» **What this task involves**: Copy each line of the entries that contains the word "return".

» **Entries provided**:
PR #1615, opened 2018-07-10
Fixes #1614

### LINKED ISSUE #1614: Stack overflow error in swagger validate
When running `swagger validate ./public/swagger.v1.json` probably after #1608 was merged we are having error:
```
runtime: goroutine stack exceeds 1000000000-byte limit
fatal error: stack overflow
```

For more details see: https://drone.gitea.io/go-gitea/gitea/1918/8

fredbi:


fredbi:
I assume the codecov difference is due to a change in codecov's interpretation of what is a line passed and what is not, because not much as changed really with this...

PR #1619, opened 2018-07-14
make planning of operations parallel

koron:
`generate xxx` (`planning operations` phase) is too slow.

`codeGenOpBuilder.MakeOperation()` takes about 500msec for **an operation** in my env.
And I have over 100 operations in my swagger.yml, then...

    500msec/op * 100op = 50s

It takes about 1min.

I make it run in parallel to make the phase faster.

### DIFF
--- a/generator/support.go
+++ b/generator/support.go
@@ -16,6 +16,7 @@ package generator
 
 import (
 	"bytes"
+	"context"
 	"encoding/json"
 	"errors"
 	"fmt"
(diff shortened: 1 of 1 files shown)


koron:
Should I include `golang.org/x/sync/semaphore` and its dependencies into `vendor/`?
Or just copy minimum files with some modifications?

fredbi:
Do not cherry pick dependencies: add you dependency to Gopkg.toml and update vendor.

fredbi:
There is something that I did not understand here. Maybe you could explain.
When running a MakeOperation, there is a lot of digging inside the spec.
And there many maps accessed via pointers.

How do you protect these maps from being accessed concurrently (even just for reading)?

koron:
I created better PR https://github.com/go-swagger/go-swagger/pull/1620 for this problem.
So I close this.

PR #1627, opened 2018-07-19
Many shutdown fixes

Phlamethrower:
It looks like there are a few bugs with the shutdown code. Mainly problems with the `(*Server) Shutdown()` function (which I like to use in unit tests - starting and stopping temporary server instances to check API behaviour), but also some issues with shutdowns which are triggered by signals.

The result of these changes should be that:

* `(*Server) Shutdown()` will now cause the server to gracefully shutdown, and `(*Server) Serve()` to return without generating an error.
  * Currently it'll exit via `os.Exit(1)` or generate a panic, with a slim chance of first waiting for one of the listeners to perform a graceful shutdown.
* SIGINT and SIGTERM will now cause the server to gracefully shutdown, and `(*Server) Serve()` to return without generating an error.
  * Currently it'll immediately exit via `os.Exit(1)` or generate a panic, with no graceful shutdown.
* If you have multiple listeners, `api.ServerShutdown()` will only be called once, and only if all the `http.Server`s shut down without error.
  * Currently `api.ServerShutdown()` will be called once per listener (while other listeners may still be processing traffic), which I'm guessing wasn't intended

What's the best way of adding some unit tests to the project to check that shutdown is working correctly? Although I can find plenty of spec yaml files in the repository that I think are used for unit tests, I can't see anything obvious which tests for the behaviour of the generated server code. Without unit tests, it's just a matter of time until someone comes along and breaks things again (I have a feeling that this code has been broken for a long time).


fredbi:
Please squash your commits before merging.

casualjim:
I will push a 0.15.1 with this fix over the weekend

Phlamethrower:
Thanks!

mmmguitar:
Hey, just wondering if that 0.15.1 release mentioned above is still planned for?  We're on 0.15.0 but are a little reticent upgrading to the 0.16.0, seems to be a few issues and certainty one is breaking us immediately (https://github.com/go-swagger/go-swagger/issues/1683 but its a simple workaround).  Whenever we roll containers over / upgrade etc they panic on shutdown / I can see the fix in here.  

Thanks.

fredbi:
There won't be any 0.15.1. Just 0.16.

mmmguitar:
ok, thanks.

Issue #1602, opened 2018-07-05
Fail to generate model: unhandled type to resolve JSON pointer


zhuangqh:
## Problem statement

We are using go-swagger v0.12 to generate types, which works fine. We hope to upgrade go-swagger to the latest version without incompatibility and benefit from other feature. I think #1572 help a lot. However, I fail to generate model with latest version of go-swagger.

run
```bash
swagger generate model -f swagger.yml
```

I got error
```
2018/07/05 14:09:30 validating spec /mnt/hgfs/vmshare/go/src/github.com/alibaba/pouch/hack/../apis/swagger.yml
2018/07/05 14:09:33 preprocessing spec with option:  minimal flattening
unhandled type to resolve JSON pointer: spec.Response
```

debug mode
```
...
analysis:2018/07/05 14:29:08 flatten.go:1401: normalizeRef
analysis:2018/07/05 14:29:08 flatten.go:1222: name pointers
analysis:2018/07/05 14:29:08 flatten.go:1336: deepestRef for #/responses/401ErrorResponse
unhandled type to resolve JSON pointer: spec.Response
```

## Swagger specification
https://github.com/alibaba/pouch/blob/master/apis/swagger.yml

## Environment
swagger version: build from master a6de9fc6ed034d2bc27c0818571f888ec59084eb
go version: 1.9.7  
OS:   ubuntu 18.04

fredbi:
okay I see where the bug is located.
I omitted in test cases the case where the expanded shared response still hold a $ref.
This should be the same problem for #/parameters.
I'll fix this today, it is not a hard one

zhuangqh:
I’m truly grateful for your help. @fredbi

fredbi:
I acknowledge the bug and shall make the code more resilient, but I have to say it comes from an  invalid specification:
line 791, your schema incorrectly points to the response descriptor. That is actually what makes the code to fail: I did not expect a schema to point to a response object.

fredbi:
With this fix and using --withFlatten=verbose, you should get a warning about what is likely to be a wrong $ref. However, the flatten shall recover from this by assuming you mean the underlying response schema.

fredbi:
I was pondering about this. I was not sure I have a valid case for this

zhuangqh:
@casualjim I agree with you. It would be better if go-swagger could tell me what's wrong and how to fix it.

fredbi:
done with error and hopefully more informative error message

[...]

PR #1631, opened 2018-07-22
Improvements to minimal flattening

### LINKED ISSUE #1614: Stack overflow error in swagger validate

### LINKED ISSUE #1621: Client generation fails with 0.15.0, works with 0.14.0
## Problem statement

Just tested the `quay.io/goswagger/swagger:0.15.0` docker image as a replacement for 0.14.0 for generating a client.

The error output was:

```
name inlined schema: object has no field /v4/users/%7Bemail%7D/
```

With 0.14.0. the generation works fine based off the identical spec.

## Swagger specification

The spec is in this folder:

https://github.com/giantswarm/api-spec/tree/14d57a701b20135b174e97a7e755e0b49f28c097

The main file is `spec.yaml`, there are three more referenced YAML files in the same folder. The place where the generation broke is likely [line 293 or spec.yaml](https://github.com/giantswarm/api-spec/blob/14d57a701b20135b174e97a7e755e0b49f28c097/spec.yaml#L293):

## Steps to reproduce

1. `git clone https://github.com/giantswarm/gsclientgen.git`
2. Edit `Makefile` to replace `quay.io/goswagger/swagger:0.15.0` with `quay.io/goswagger/swagger:0.15.0`
3. Run `make generate`

This will use the current `master` of the spec linked above. To make sure the exact same version is used, edit `Makefile` once more and change the `BRANCH` variable in the top from `master` to `14d57a701b20135b174e97a7e755e0b49f28c097`.

## Environment

swagger version: The spec uses Swagger 2.0
OS: Linux (official docker image)

fredbi:
* fixes #1621
* fixes #1614
* improves #1602 and #1614 (flatten consistent with validate regarding pointers to responses/parameters as schemas)

Carry out vendor update, including:
* go-openapi/swag (comparing floats)
* mailru/easyjson


fredbi:
Stumbled on yet another bug/regression. This one will have to wait another fix to pass.

fredbi:
all fixes applied in go-openapi dependant packages

fredbi:
codecov/patch non-significant here

fredbi:
Where is appveyor check gone? Why does this new licensing check never complete?

fredbi:
Looks like appveyor is run but the CI report is dropped

PR #1633, opened 2018-07-23
[WIP] Ensure non-nil passed to additionalProperties in json.Unmarshall(...)

drewsonne:


generator/model_test.go
```diff
@@ -2436,6 +2436,32 @@ func TestGenModel_Issue910(t *testing.T) {
 	}
 }
 
+// This tests that additionalProperties with validation is generated properly.
+func TestGenModel_Issue1632(t *testing.T) {
```
golangci: 2440-2463 lines are duplicate of `generator/model_test.go:2192-2215`

PR #1636, opened 2018-07-24
Support go.mod from Go 1.11

shaxbee:
Crude module resolution using regex on go.mod file, tested with go 1.11 built from master by generating server, compiling and running it.


casualjim:
can't it call vgo and capture the output?

shaxbee:
Vgo has been merged into go command in 1.11 but the module resolver is in
internal package.
Calling out external program feels a bit heavy handed.

PR #1638, opened 2018-07-28
Make format resolving strictly to require a valid pair of type and format.

co3k:
The before implementation checks format only but it causes wrong type decisions.

e.g. {"type": "string", "format": "uint64"} had been converted to uint64.
     This behaivior is correct in case of "type" is "integer" or "number", but the "string" case is not.

This commit changes this decision algorithm. "format" is not treated as same of "type" anymore.
"format" must be available when it is specified with the valid (matched) "type". If not, the "format" will be ignored
and it just decides the type of Go code by using "type" value.

### DIFF
--- a/generator/formats.go
+++ b/generator/formats.go
@@ -92,59 +92,82 @@ var stringFormatters = map[string]string{
 	"uint64":  "swag.FormatUint64",
 }
 
-// typeMapping contains a mapping of format (or type name) to go type
+// typeMapping contains a mapping of type name to go type
 var typeMapping = map[string]string{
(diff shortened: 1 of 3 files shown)


co3k:
Oops, the unit test has been passed but "Test codegen builds" is failed in CircleCI. How should I do test it?

casualjim:
You build your binary with `go install` and run `./hack/codegen-nonreg.sh`

fredbi:
@co3k you can run locally this build script using ./hack/codegen-nonreg.sh

PR #1640, opened 2018-07-29
Mangle file names with a specific meaning for go build

### LINKED ISSUE #1596: Handle platform-specific file names
## Problem statement

I just got bitten by this. If you have a field name that ends in something like "_windows", then the file produced will end with "_windows.go", and will only be included in the build if you are on that OS. Likewise for other fields that happen to match a possible GOARCH or GOOS value (see https://golang.org/pkg/go/build/)

I could imagine several ways to handle this:
- Stop using underscores in file names, since it's not recommended anyway
- Warn or err when a path component would overlap with GOARCH/GOOS
- Rather than warn or err, use some replacement

fredbi:
This includes all GOOS, GOARCH and "_test"

* fixes #1596

### DIFF
--- a/generator/shared.go
+++ b/generator/shared.go
@@ -48,6 +48,7 @@ type LanguageOpts struct {
 	reservedWordsSet map[string]struct{}
 	initialized      bool
 	formatFunc       func(string, []byte) ([]byte, error)
+	fileNameFunc     func(string) string
 }
 
 // Init the language option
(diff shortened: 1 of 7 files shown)


generator/shared.go
```diff
@@ -113,6 +166,21 @@ func GoLangOpts() *LanguageOpts {
...
 	}
+	opts.fileNameFunc = func(name string) string {
+		// whenever a generated file name ends with a suffix
+		// that is meaningful to go build, adds a "swagger"
+		// suffix
+		parts := strings.Split(swag.ToFileName(name), "_")
+		_, isArch := goarchValues[parts[len(parts)-1]]
+		_, isOs := goosValues[parts[len(parts)-1]]
+		_, isOtherReserved := goOtherReservedSuffixes[parts[len(parts)-1]]
+		if isArch || isOs || isOtherReserved {
```
gregmarr: This checks all three maps even when the first one matches.  It would be better to short circuit as soon as one matches.  For that matter, there is no reason that you need 3 maps here.  A single map with all reserved suffixes should be fine.  Then you only need to access the last part once and can do this:

    if goReservedSuffixes[len(parts)-1] {
    ...

fredbi: ok done. Thanks

fredbi:
ok done

PR #1641, opened 2018-07-29
Unmarshalling array of polymorphic type in body parameter

### LINKED ISSUE #1637: Server cannot unmarshal array of polymorphic values
## Problem statement

Not sure if this is related to #842, but when an endpoint expects an array of polymorphic values, the server fails with the following error message:

```
{"code":400,"message":"parsing contents body from \"\" failed, because json: cannot unmarshal object into Go value of type models.Value"}
```

## Swagger specification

» **Exercise solution**:
* `(*Server) Shutdown()` will now cause the server to gracefully shutdown, and `(*Server) Serve()` to return without generating an error.
* SIGINT and SIGTERM will now cause the server to gracefully shutdown, and `(*Server) Serve()` to return without generating an error.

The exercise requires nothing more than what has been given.